EMBARGOED FOR RELEASE UNTIL: April 8, 2002

Contact: Karen E. Warmkessel, [email protected]

Ellen Beth Levitt, [email protected].(410) 328-8919

OUTPATIENT THERASPHERE PROCEDURE EXTENDS LIVES OF PATIENTS WITH INOPERABLE LIVER CANCER

Findings will be reported this week at national medical meetings in Baltimore and San Francisco by University of Maryland Greenebaum Cancer Center specialists

A non-surgical outpatient procedure called TheraSphere that uses millions of microscopic glass beads imbedded with radiation to treat inoperable liver cancer is adding months to patients' lives, specialists at the University of Maryland Greenebaum Cancer Center report.

Normally, patients diagnosed with primary liver cancer live an average of four months without surgery. But, the 16 primary liver cancer patients treated with TheraSphere have survived an average of eight months, according to Ravi Murthy, M.D., an interventional radiologist at the Greenebaum Cancer Center and a member of a team of doctors that treats TheraSphere patients. "We expect that more than 40 percent of the patients will still be alive a year after treatment," he says.

The one-year survival rate for 43 other patients whose cancer started in the colon is even higher, at 50 percent, with an average survival of 10 months, Dr. Murthy said. Such patients, who have not responded well to multiple chemotherapies, generally live three to six months at that advanced stage of their disease.

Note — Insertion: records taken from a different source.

PR #117, opened 2023-04-17
notification spec

OskiTheCoder:
`Notification` component spec


documentation/specs/Toast.md
```diff
@@ -0,0 +1,174 @@
...
+The `Toast` component displays a brief non-disruptive message to the user as a result of an action taken. The displayed message is accompanied by an associated `status` icon and cannot be manually dismissed. **Not** to be used to display critical information such as a system failure, see the `Alert` component for such behavior.
+
+### Use Cases
+
+- Inform user of a completed action such as an account creation.
+- Inform user that an asynchronous process has been triggered based on their action.
+
+### Features
+
+- ARIA `role="status"`
```
OskiTheCoder, line 14: react-aria has a `useToast` hook, but seems like its not the aria pattern we want for our toast and might be tricky as to where we draw the line for whats within this library vs what is left up to the consumer https://react-spectrum.adobe.com/react-aria/useToast.html

documentation/specs/Toast.md
```diff
@@ -0,0 +1,174 @@
...
+   * Toast status color
+   * @default "success"
+   */
+  status?: ToastStatus;
+  /**
+   * Toast content
+   */
+  children?: ReactNode;
+};
+```
```
OskiTheCoder, line 45: i know some libraries expose a `duration` property for the `Toast` and im open to adding it, but im having trouble envisioning a scenario where we add the property and have minimal state configuration within `Toast`

stephenjwatkins: i think we'll want to try to encapsulate the duration config within Easy UI, at least until we have a concrete use case for supporting multiple durations outside of the library

documentation/specs/Toast.md
```diff
@@ -0,0 +1,174 @@
...
+- Building for the shipper's experience at EasyPost according to internal specs while maintaining a pleasant DX for outside consumers.
+
+---
+
+## Design
+
+### API
+
+```typescript
+export type ToastStatus =
```
stephenjwatkins, line 28: i'm second guessing the naming of the status variants now that i see them on this component. i know i mentioned in the `Banner` component that it's nice that they align with the `Button` states for consistency, but i'm wondering if these would make more sense named how they are in Figma.

what do you think? do you think developers will understand what these status variants mean as-is or more-so as they are outlined in Figma?

documentation/specs/Toast.md
```diff
@@ -0,0 +1,174 @@
...
+
+_Default_
+
+```tsx
+import Toast from "@easypost/easy-ui/Toast";
+
+<Toast>Account Created</Toast>;
+```
+
+As mentioned above, it is unlikely the `Toast` component will be used in this way. Below is a relatively detailed example for how one might use the `Toast` component. Note that this is **not** production ready, nor is it the best solution, but it is a viable starting point.
```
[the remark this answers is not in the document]
stephenjwatkins: i think we should handle the state management for the toasts in Easy UI that way implementation doesn't have to be up to consumers where it's easy to get accessibility and other behaviors wrong. if we did that, i don't think the examples would be as relevant

documentation/specs/Toast.md
stephenjwatkins: i do think we will want to utilize `useToast` both here and for the `Alert` component with some minor configuration differences between the two. it handles a lot of things that we will want to handle in Easy UI, such as rendering it into a labeled region, automatically focusing in and out, attaching accessibility labels, state management, and timers.

from what i understand, the aspect that we would need to adjust for in our `Toast` component would be setting the `role="status"` on the toast element directly, overriding the `alert` value that [comes from Aria](https://github.com/adobe/react-spectrum/blob/main/packages/%40react-aria/toast/src/useToast.ts#L91). from what i can tell, the rest of it would be the same.

let me know if i'm misunderstanding anything related to the accessibility/Aria situation.

documentation/specs/Toast.md
```diff
@@ -0,0 +1,174 @@
...
+}
+```
+
+## Behavior
+
+### Accessibility
+
+The `Toast` component has an ARIA `role="status"` and elements with the role status have an implicit `aria-live` value of `polite` and an implicit `aria-atomic` value of `true`. Toasts are **not** suitable for dynamically changing content, consider using the `AlertBanner` component for such a use case.
+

"Our patients treated with TheraSphere are living longer and their quality of life is better than with other treatments, such as chemotherapy, chemoembolization or external beam radiation," says Dr. Murthy, who is also an assistant professor of diagnostic radiology and medicine at the University of Maryland School of Medicine. "It's a promising treatment that needs to be studied further."

He will present the findings at the 27th annual meeting of the Society of Cardiovascular and Interventional Radiology to be held April 6-11 in Baltimore. His University of Maryland colleagues, Andrew S. Kennedy, M.D., a radiation oncologist, and David A. Van Echo, M.D., a medical oncologist, will also report the results at the 93rd annual meeting of the American Association for Cancer Research to be held April 6-10 in San Francisco.

"Our studies include the largest number of patients treated with this state-of-the-art radiation therapy ever reported," says Dr. Kennedy, who is also an assistant professor of radiation oncology at the University of Maryland School of Medicine. He is particularly encouraged by the data involving colorectal cancer patients, all of whom failed several different chemotherapy regimens before being treated with TheraSphere.

Dr. Van Echo, the director of the new drug development program at the Greenebaum Cancer Center and a professor of medicine at the University of Maryland School of Medicine, says, "We think this method of delivering radiation to the liver is going to become increasingly more common as the type of treatment used for patients with liver malignancies."

In August 2000, the University of Maryland Greenebaum Cancer Center was the first institution in the country to successfully develop and perform the procedure as an outpatient therapy.

TheraSphere delivers millions of microscopic glass beads imbedded with the radioactive element yttrium-90 directly into the blood vessels of the tumors. The beads -- which are one-third the diameter of a human hair -- are carried through a catheter placed in the femoral artery in the thigh and then guided into the hepatic artery, the main blood vessel in the liver. They remain in the body and lose their radiation within two weeks.

Patients can return home the same day, and there is no risk to family members. Possible side effects include vomiting, mild fever, abdominal pain and gastric ulcers, but so far, the main complaints have been fatigue and nausea.

"You can live a normal life. You don't have to be hospitalized and you don't have to be shielded. You can get hugs from your spouse and play with your kids," Dr. Van Echo said.

The treatment, which spares healthy tissue while providing radiation directly to the tumors, was approved by the Food and Drug Administration in March 2000 for treatment of liver cancer that cannot be removed surgically. The manufacturer, MDS Nordion, was granted a humanitarian device exemption to market the treatment based on proof that it is safe for patients.

So far, 93 patients have been treated with TheraSphere at the Greenebaum Cancer Center in Baltimore. Sixteen had primary liver cancer, 43 had metastatic colon cancer, 14 had neuroendrocrine cancers and the remainder had cancers that spread from other areas of the body such as the breast and lung.

Initially, the doctors treated the entire liver, but later discovered that patients tolerated the procedure better as a two-part process in which the right lobe of the liver was treated first and the left lobe was treated two to four weeks later.